You possibly can see the list of LangChain tools that the agent can use below.
- get_and_analyze_camera_image | run scene evaluation on the image from a camera
- upsert_memory | add or update a memory
- add_automation | create and register a HA automation
- get_entity_history | query HA database for entity history
Hardware
I built the HA installation on a Raspberry Pi 5 with SSD storage, Zigbee, and LAN connectivity. I deployed the sting models under Ollama on an Ubuntu-based server with an AMD 64-bit 3.4 GHz CPU, Nvidia 3090 GPU, and 64 GB system RAM. The server is on the identical LAN because the Raspberry Pi.
I’ve been using this project at home for a couple of weeks and have found it useful but frustrating in a couple of areas that I will probably be working on to handle. Below is an inventory of pros and cons of my experience with the agent.
Pros
- The camera image scene evaluation could be very useful and versatile since you possibly can query for nearly anything and never need to worry having the fitting classifier as you’ll for a conventional ML approach.
- Automations are very easy to setup and will be quite complex. Its mind blowing how good the first LLM is at generating HA-compliant YAML.
- Latency usually is sort of acceptable.
- Its very easy so as to add additional LLM tools and graph states with LangChain and LangGraph.
Cons
- The camera image evaluation seems less accurate than traditional ML approaches. For instance, detecting packages which can be partially obscured could be very difficult for the model to handle.
- The first model clould costs are high. Running a single package detector once every 30 mins costs about $2.50 per day.
- Using structured model outputs for the helper LLMs, which might make downstream LLM processing easier, considerably reduces accuracy.
- The agent must be more proactive. Adding a planning step to the agent graph will hopefully address this.
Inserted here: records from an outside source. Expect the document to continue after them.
PR #157, opened 2015-08-20
Split out series definitions from main

CBarrett2:
Thought it might be worth taking what we can out of main into another file. Just an experiment

#118


CBarrett2:
Unsure about naming of the files/appropriate namespaces for the functions

djmiley:
LGTM

jleft:
Really nice, great to see the code in main being modularised, definitely a step in the right direction. I've continued this in #194 to change the structure slightly :)

PR #158, opened 2015-08-21
Feature/indicator price used

### LINKED ISSUE #149: Price Used for Indicator Calculation
Choice between close/low/high/open for the moving algorithm and bollinger bands.

RuthC-C:
Added buttons to change the price used to calculate the moving average and the bollinger bands - only able to do open/high/low/close right now.
resolves #149

### DIFF
--- a/src/assets/js/chart/primaryChart.js
+++ b/src/assets/js/chart/primaryChart.js
@@ -123,6 +123,18 @@
             return primaryChart;
         };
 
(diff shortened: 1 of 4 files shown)


jleft:
This looks like something which could be modularised into its own component (or at least its own file), rather than residing in main - if that seems reasonable?

djmiley:
Utilised in #250

Issue #146, opened 2015-08-20
Series and indicators are drawn on top of eachother depending on when they're changed


CBarrett2:
ie. if you select bollinger bands after candlestick, they are drawn on top of the candlestick series, which is not desirable imo

djmiley:
Should have been closed in #160

PR #160, opened 2015-08-24
Series/indicators shown in constant order

CBarrett2:
Series always shown in front of indicators. Perhaps debatable which way round we want it - we might want the lines (eg moving average line) on top of the main series, but the fill/area of bollinger bands definitely behind. Either way, at least this is consistent.

### DIFF
--- a/src/assets/js/chart/primaryChart.js
+++ b/src/assets/js/chart/primaryChart.js
@@ -62,7 +62,8 @@
                     return index;
                 }
                 return series;
-            });
+            })
+            .series([gridlines, currentSeries, closeAxisAnnotation]);
 
         function primaryChart(selection) {
             var data = selection.datum().data;
--- a/src/assets/js/chart/primaryChart.js
+++ b/src/assets/js/chart/primaryChart.js
@@ -63,7 +63,7 @@
                 }
                 return series;
             })
-            .series([gridlines, currentSeries, closeAxisAnnotation]);
+            .series([gridlines, currentSeries, closeLine]);
 
         function primaryChart(selection) {
             var data = selection.datum().data;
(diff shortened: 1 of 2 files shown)


CBarrett2:
Resolves #146

src/assets/js/chart/primaryChart.js
```diff
@@ -61,18 +61,18 @@
...
         function primaryChart(selection) {
             var data = selection.datum().data;
             var viewDomain = selection.datum().viewDomain;
+
             timeSeries.xDomain(viewDomain);
 
             movingAverage(data);
             bollingerAlgorithm(data);
 
-            updateMultiSeries();
```
djmiley: #188

src/assets/js/main.js
```diff
@@ -22,12 +22,15 @@
     var seriesOptions = sc.menu.optionGenerator()
         .on('optionChange', function(seriesType) {
             primaryChart.changeSeries(seriesType.series);
+            // Remove already drawn series/indicators, so they're redraw in the correct order
+            svgPrimary.selectAll('.multi').remove();
```
jleft: Do we have to re-render all of the series? Can we make use of multi's key function to maintain the correct ordering?

CBarrett2: The order of rendering is determined by the order the series appear in the html. I don't know if multi's key function will account for this? It may do, I'm not really familiar with it. But removing them and re-drawing them definitely works, and I don't think efficiency matters too much in this case as it only happens when a main series is changed

jleft: Ok. Ideally we wouldn't remove all and then re-render, but there is a limitation of d3fc data join/multi series which means we can't keep the correct ordering of elements (easily).

An enhancement will be in soon for this, so the ordering of the elements and their corresponding data will be maintained - resolving this issue.

For now, let's add a comment explaining why we have to do this, as multi can't guarantee the correct ordering, and we can merge this, then revert when the enhancement lands in a d3fc release.

`.remove();` on a new line.

jleft:
Thanks @CBarrett2

PR #162, opened 2015-08-24
Added button to change period of live data

CBarrett2:


tlsim:
I'm having issues with the chart (candlestick width and navchart line don't look right, latest price line does not update) when switching between bitcoin and generated when 1min or 5min intervals are set. Can you reproduce this?

CBarrett2:
This is because I didnt rebase my changes on top of the hotfix I did yesterday - it's the same bug, I believe :) rebased now, so should be fixed when I can push my changes

CBarrett2:
This isn't ready to review yet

Listed below are a couple of examples of what you possibly can do with the home-generative-agent (HGA) integration as illustrated by screenshots of the Assist dialog taken by me during interactions with my HA installation.
- Create an automation that runs periodically.
The snippet below shows that the agent is fluent in YAML based on what it generated and registered as an HA automation.
alias: Check Litter Box Waste Drawer
triggers:
- minutes: /30
trigger: time_pattern
conditions:
- condition: numeric_state
entity_id: sensor.litter_robot_4_waste_drawer
above: 90
actions:
- data:
message: The Litter Box waste drawer is greater than 90% full!
motion: notify.notify
- Check multiple cameras (video by the creator).
https://github.com/user-attachments/assets/230baae5-8702-4375-a3f0-ffa981ee66a3
- Summarize the house state (video by the creator).
https://github.com/user-attachments/assets/96f834a8-58cc-4bd9-a899-4604c1103a98
- Long-term memory with semantic search.